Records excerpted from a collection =
^^^^^^^^

PR #2006, opened 2026-03-09
fix: re-enable mouse tracking after terminal tab switch

dgageot:
## Summary

Some terminals (notably Windows Terminal) silently reset mouse tracking mode when the terminal tab/window loses and regains focus. Because bubbletea's renderer only sends mouse mode escape sequences when the requested mode changes between frames, mouse scrolling and clicks stop working after switching back to the agent's tab.

## Changes

- Enable `ReportFocus` in `toFullscreenView` so the app receives `tea.FocusMsg`/`tea.BlurMsg`
- Handle `tea.FocusMsg`: temporarily set `MouseMode` to `None` for one frame, then restore `MouseModeCellMotion` on the next frame via `mouseResetMsg`
- Handle `tea.BlurMsg`: consume the event so it doesn't get forwarded unnecessarily to child components
- This two-frame toggle forces the renderer to re-emit the mouse tracking escape sequences

Fixes #1985

PR #2017, opened 2026-03-09
tui: improve tmux experience and simplify keyboard enhancements

dgageot:
Enable **ReportFocus** and **KeyboardEnhancements.ReportEventTypes** in the fullscreen view so that tmux pane focus events and Kitty keyboard protocol features (shift+enter, key disambiguation) are requested from supporting terminals.

Simplify keyboard enhancement tracking:
- Remove redundant `keyboardEnhancementsSupported` bool field; derive it via `hasKeyboardEnhancements()` from the cached message instead.
- Stop forwarding `KeyboardEnhancementsMsg` to `chatPage`, which has no handler for it. Only the editor uses it for keybinding config.

### DIFF
--- a/pkg/tui/tui.go
+++ b/pkg/tui/tui.go
@@ -116,11 +116,10 @@ type appModel struct {
 	// Focus state
 	focusedPanel FocusedPanel
 
-	// keyboardEnhancements stores the last keyboard enhancements message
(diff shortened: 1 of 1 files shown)


trungutt:
Will be in conflict with https://github.com/docker/docker-agent/pull/2006 on merge

PR #2042, opened 2026-03-10
Fix sidebar context % flickering during sub-agent transfers

dgageot:
After a sub-agent's stream stops, `handleTaskTransfer` restores the parent agent via `AgentInfo`, but `currentSessionID` still references the child session. `currentSessionUsage()` used to prioritise `currentSessionID` unconditionally, so it returned the child's context usage instead of the parent's until the next `StreamStarted` event reset the session ID.

## Fix

Detect stale state in `currentSessionUsage()` by checking whether the session's owning agent matches `currentAgent`. When they differ, skip the session-ID lookup and fall through to the agent-name search, which finds the correct parent session.

## Test

Add a test that replays two sequential `transfer_task` round-trips and asserts `contextPercent()` stays correct at every step.

### DIFF
--- a/pkg/tui/components/sidebar/context_percent_test.go
+++ b/pkg/tui/components/sidebar/context_percent_test.go
@@ -121,3 +121,92 @@ func TestContextPercent_FallbackToSingleSession(t *testing.T) {
 
 	assert.Equal(t, "10%", m.contextPercent())
 }
+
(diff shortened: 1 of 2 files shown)


dgageot:
@maxcleme does it fix your issue?

PR #366, opened 2025-07-10
Bugfix - SW-846: rows per page select overlaps

joefitter:
* Updated min/max width to 100%, as default min width set by govuk can overflow - this always takes precedence over max-width.


j-maynard (approved):
L... zzzz ... G... zzz... T... 🥱

PR #369, opened 2025-07-11
Accessibility fix - SW-809 page titles missing

joefitter:
* Added page title based on H1 for each page
* Updated page title for update-datatable page on amend journey

### DIFF
--- a/src/views/consumer/list.jsx
+++ b/src/views/consumer/list.jsx
@@ -2,12 +2,16 @@ import React from 'react';
 import Layout from '../components/layouts/Publisher';
 import Pagination from '../components/Pagination';
 
+// TODO: This page is not linked to from anywhere
+// so we should probably remove it.
 export default function ConsumerList(props) {
+  const title = props.t('consumer.list.heading');
   return (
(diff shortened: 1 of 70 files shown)


src/views/consumer/list.jsx
```diff
@@ -2,12 +2,16 @@ import React from 'react';
 import Layout from '../components/layouts/Publisher';
 import Pagination from '../components/Pagination';
 
+// TODO: This page is not linked to from anywhere
+// so we should probably remove it.
```
wheelsandcogs, line 6: It was from before the topics became the main way to find datasets, but it's quite handy to be able to just list published datasets even if we don't link to it, so I would keep it.

src/views/consumer/view.jsx
```diff
@@ -232,9 +232,12 @@ export default function ConsumerView(props) {
     </div>
   );
 
+  const title = props.datasetMetadata.title;
+  console.log({ title });
```
wheelsandcogs, line 236: leftover console.log

wheelsandcogs (approved):

PR #370, opened 2025-07-11
Bugfix - page_size layout broken

joefitter:
* only target sidebar page_size select component when applying full width style


wheelsandcogs:
the css map wasn't committed - might cause conflicts on the next build if it's not.

PR #374, opened 2025-07-15
SW-739: update frequency is now captured as a date input

wheelsandcogs:
Previously we just allowed the user to specify an interval for the next update.

This updates the UI to provide radio buttons to determine the type of update, and a date input to specify the expected update date.

Screenshot 2025-07-15 at 14 29 51


j-maynard (approved):
LGTM 🤘

PR #384, opened 2025-07-22
SW-863: Split the consumer and publisher frontends in to separate servers

wheelsandcogs:
We want to be able to run the consumer and publisher frontends on separate containers in production. This has several benefits:
 - easier to route traffic from subdomains to a specific container
 - a problem (app crash, out of memory, etc) on the publishing side does not take down the public-facing website
 - harder for devs to accidentally expose unpublished data on the consumer side, because the consumer container does not have any publisher URLs routed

^^^^^^^^

Scan the records above for the word "which" and return every line where it occurs.

- Stop forwarding `KeyboardEnhancementsMsg` to `chatPage`, which has no handler for it. Only the editor uses it for keybinding config.
Detect stale state in `currentSessionUsage()` by checking whether the session's owning agent matches `currentAgent`. When they differ, skip the session-ID lookup and fall through to the agent-name search, which finds the correct parent session.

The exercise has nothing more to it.